◆ Directions: Return the data in full, exactly as it was written.

◆ Input:

——

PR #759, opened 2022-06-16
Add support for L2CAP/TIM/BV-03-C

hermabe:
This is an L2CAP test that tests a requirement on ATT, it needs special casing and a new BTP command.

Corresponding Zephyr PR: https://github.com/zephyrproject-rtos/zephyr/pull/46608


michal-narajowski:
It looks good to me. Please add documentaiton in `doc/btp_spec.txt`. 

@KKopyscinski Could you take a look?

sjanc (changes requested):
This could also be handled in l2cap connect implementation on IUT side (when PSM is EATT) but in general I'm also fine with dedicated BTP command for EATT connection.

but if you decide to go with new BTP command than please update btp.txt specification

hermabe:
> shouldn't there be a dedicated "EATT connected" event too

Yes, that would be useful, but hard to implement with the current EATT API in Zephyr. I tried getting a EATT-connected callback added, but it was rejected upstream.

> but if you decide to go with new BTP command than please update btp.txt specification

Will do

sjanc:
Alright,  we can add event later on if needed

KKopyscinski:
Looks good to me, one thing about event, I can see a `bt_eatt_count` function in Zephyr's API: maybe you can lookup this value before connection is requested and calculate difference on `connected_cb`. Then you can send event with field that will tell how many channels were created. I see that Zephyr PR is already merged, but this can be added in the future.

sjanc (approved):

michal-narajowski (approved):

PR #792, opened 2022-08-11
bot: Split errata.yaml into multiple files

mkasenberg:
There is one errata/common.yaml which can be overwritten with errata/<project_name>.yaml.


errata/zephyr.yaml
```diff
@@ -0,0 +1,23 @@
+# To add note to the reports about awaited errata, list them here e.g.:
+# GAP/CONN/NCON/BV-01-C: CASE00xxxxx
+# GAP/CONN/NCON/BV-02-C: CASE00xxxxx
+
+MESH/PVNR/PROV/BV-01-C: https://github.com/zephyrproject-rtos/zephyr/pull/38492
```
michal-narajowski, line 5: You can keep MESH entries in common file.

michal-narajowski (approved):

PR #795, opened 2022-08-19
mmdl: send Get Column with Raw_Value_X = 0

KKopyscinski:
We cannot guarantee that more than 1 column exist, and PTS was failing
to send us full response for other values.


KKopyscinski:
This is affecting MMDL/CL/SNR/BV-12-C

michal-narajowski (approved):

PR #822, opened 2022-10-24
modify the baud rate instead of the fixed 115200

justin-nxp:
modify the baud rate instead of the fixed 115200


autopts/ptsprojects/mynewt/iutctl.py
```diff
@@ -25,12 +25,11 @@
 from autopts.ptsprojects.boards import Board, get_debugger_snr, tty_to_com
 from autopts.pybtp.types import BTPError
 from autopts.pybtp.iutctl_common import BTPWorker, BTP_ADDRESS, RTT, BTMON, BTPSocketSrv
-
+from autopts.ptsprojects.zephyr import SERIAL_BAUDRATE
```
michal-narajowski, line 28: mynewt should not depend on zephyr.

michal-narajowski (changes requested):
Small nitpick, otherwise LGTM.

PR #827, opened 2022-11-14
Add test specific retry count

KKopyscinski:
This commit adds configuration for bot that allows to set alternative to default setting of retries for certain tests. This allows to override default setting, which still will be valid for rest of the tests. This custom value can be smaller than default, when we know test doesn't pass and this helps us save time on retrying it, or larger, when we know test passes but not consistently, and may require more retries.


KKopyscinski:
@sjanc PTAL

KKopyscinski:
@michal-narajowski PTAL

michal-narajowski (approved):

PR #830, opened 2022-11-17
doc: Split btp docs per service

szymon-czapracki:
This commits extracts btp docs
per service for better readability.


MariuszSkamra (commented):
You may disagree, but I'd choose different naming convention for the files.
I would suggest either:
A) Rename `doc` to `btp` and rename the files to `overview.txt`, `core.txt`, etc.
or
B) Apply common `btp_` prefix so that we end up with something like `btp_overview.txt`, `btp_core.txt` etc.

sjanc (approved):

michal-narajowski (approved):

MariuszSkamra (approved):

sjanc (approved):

——

◆ Answer space:
PR #759, opened 2022-06-16
Add support for L2CAP/TIM/BV-03-C

hermabe:
This is an L2CAP test that tests a requirement on ATT, it needs special casing and a new BTP command.

Corresponding Zephyr PR: https://github.com/zephyrproject-rtos/zephyr/pull/46608


michal-narajowski:
It looks good to me. Please add documentaiton in `doc/btp_spec.txt`. 

@KKopyscinski Could you take a look?

sjanc (changes requested):
This could also be handled in l2cap connect implementation on IUT side (when PSM is EATT) but in general I'm also fine with dedicated BTP command for EATT connection.

but if you decide to go with new BTP command than please update btp.txt specification

hermabe:
> shouldn't there be a dedicated "EATT connected" event too

Yes, that would be useful, but hard to implement with the current EATT API in Zephyr. I tried getting a EATT-connected callback added, but it was rejected upstream.

> but if you decide to go with new BTP command than please update btp.txt specification

Will do

sjanc:
Alright,  we can add event later on if needed

KKopyscinski:
Looks good to me, one thing about event, I can see a `bt_eatt_count` function in Zephyr's API: maybe you can lookup this value before connection is requested and calculate difference on `connected_cb`. Then you can send event with field that will tell how many channels were created. I see that Zephyr PR is already merged, but this can be added in the future.

sjanc (approved):

michal-narajowski (approved):

PR #792, opened 2022-08-11
bot: Split errata.yaml into multiple files

mkasenberg:
There is one errata/common.yaml which can be overwritten with errata/<project_name>.yaml.


errata/zephyr.yaml
```diff
@@ -0,0 +1,23 @@
+# To add note to the reports about awaited errata, list them here e.g.:
+# GAP/CONN/NCON/BV-01-C: CASE00xxxxx
+# GAP/CONN/NCON/BV-02-C: CASE00xxxxx
+
+MESH/PVNR/PROV/BV-01-C: https://github.com/zephyrproject-rtos/zephyr/pull/38492
```
michal-narajowski, line 5: You can keep MESH entries in common file.

michal-narajowski (approved):

PR #795, opened 2022-08-19
mmdl: send Get Column with Raw_Value_X = 0

KKopyscinski:
We cannot guarantee that more than 1 column exist, and PTS was failing
to send us full response for other values.


KKopyscinski:
This is affecting MMDL/CL/SNR/BV-12-C

michal-narajowski (approved):

PR #822, opened 2022-10-24
modify the baud rate instead of the fixed 115200

justin-nxp:
modify the baud rate instead of the fixed 115200


autopts/ptsprojects/mynewt/iutctl.py
```diff
@@ -25,12 +25,11 @@
 from autopts.ptsprojects.boards import Board, get_debugger_snr, tty_to_com
 from autopts.pybtp.types import BTPError
 from autopts.pybtp.iutctl_common import BTPWorker, BTP_ADDRESS, RTT, BTMON, BTPSocketSrv
-
+from autopts.ptsprojects.zephyr import SERIAL_BAUDRATE
```
michal-narajowski, line 28: mynewt should not depend on zephyr.

michal-narajowski (changes requested):
Small nitpick, otherwise LGTM.

PR #827, opened 2022-11-14
Add test specific retry count

KKopyscinski:
This commit adds configuration for bot that allows to set alternative to default setting of retries for certain tests. This allows to override default setting, which still will be valid for rest of the tests. This custom value can be smaller than default, when we know test doesn't pass and this helps us save time on retrying it, or larger, when we know test passes but not consistently, and may require more retries.


KKopyscinski:
@sjanc PTAL

KKopyscinski:
@michal-narajowski PTAL

michal-narajowski (approved):

PR #830, opened 2022-11-17
doc: Split btp docs per service

szymon-czapracki:
This commits extracts btp docs
per service for better readability.


MariuszSkamra (commented):
You may disagree, but I'd choose different naming convention for the files.
I would suggest either:
A) Rename `doc` to `btp` and rename the files to `overview.txt`, `core.txt`, etc.
or
B) Apply common `btp_` prefix so that we end up with something like `btp_overview.txt`, `btp_core.txt` etc.

sjanc (approved):

michal-narajowski (approved):

MariuszSkamra (approved):

sjanc (approved):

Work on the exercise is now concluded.